Vu le code de justice administrative.

Considérant ce qui suit :

1. Aux termes de l'article R. 222-1 du code de justice administrative : " Les présidents de tribunal administratif (), les premiers vice-présidents des tribunaux () et les présidents de formation de jugement des tribunaux () peuvent, par ordonnance : 3° Constater qu'il n'y a pas lieu de statuer sur une requête ; () 5° Statuer sur les requêtes qui ne présentent plus à juger de questions autres que la condamnation prévue à l'article L. 761-1 ou la charge des dépens () ".

2. Le 28 mai 2025, postérieurement à l'introduction de la requête, Mme C A B s'est vu délivrer le visa de long séjour qu'elle avait sollicité. Par suite, ses conclusions à fin d'annulation du refus de délivrer un tel visa et celles à fin d'injonction sous astreinte sont devenues sans objet. Il n'y a, dès lors, plus lieu d'y statuer.

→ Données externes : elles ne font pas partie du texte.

PR #5089, opened 2026-07-22
feat(ingress-kafka): add SASL/OAUTHBEARER auth with AWS MSK IAM support

akanchhajaiswal21:
## What

Adds SASL/OAUTHBEARER authentication for Kafka ingress, with an initial `msk-iam` provider that authenticates to IAM-secured AWS MSK clusters using SigV4-signed tokens.

## Why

3. Il y a lieu, dans les circonstances de l'espèce, de mettre à la charge de l'Etat une somme de 500 euros (cinq cents euros) au titre des frais exposés par Mme A B et non compris dans les dépens.

O R D O N N E :

Article 1er : Il n'y a plus lieu de statuer sur les conclusions aux fins d'annulation et d'injonction sous astreinte de Mme A B.

Article 2 : L'Etat versera à Mme A B une somme de 500 euros (cinq cents euros) au titre de l'article L. 761-1 du code de justice administrative.

Article 3 : La présente ordonnance sera notifiée à Mme C A B et au ministre d'Etat, ministre de l'Intérieur.

Fait à Nantes, le 1er août 2025.

La présidente,

Claire Chauvet

La République mande et ordonne au ministre d'Etat, ministre de l'intérieur en ce qui le concerne ou à tous commissaires de justice à ce requis en ce qui concerne les voies de droit commun contre les parties privées, de pourvoir à l'exécution de la présente décision.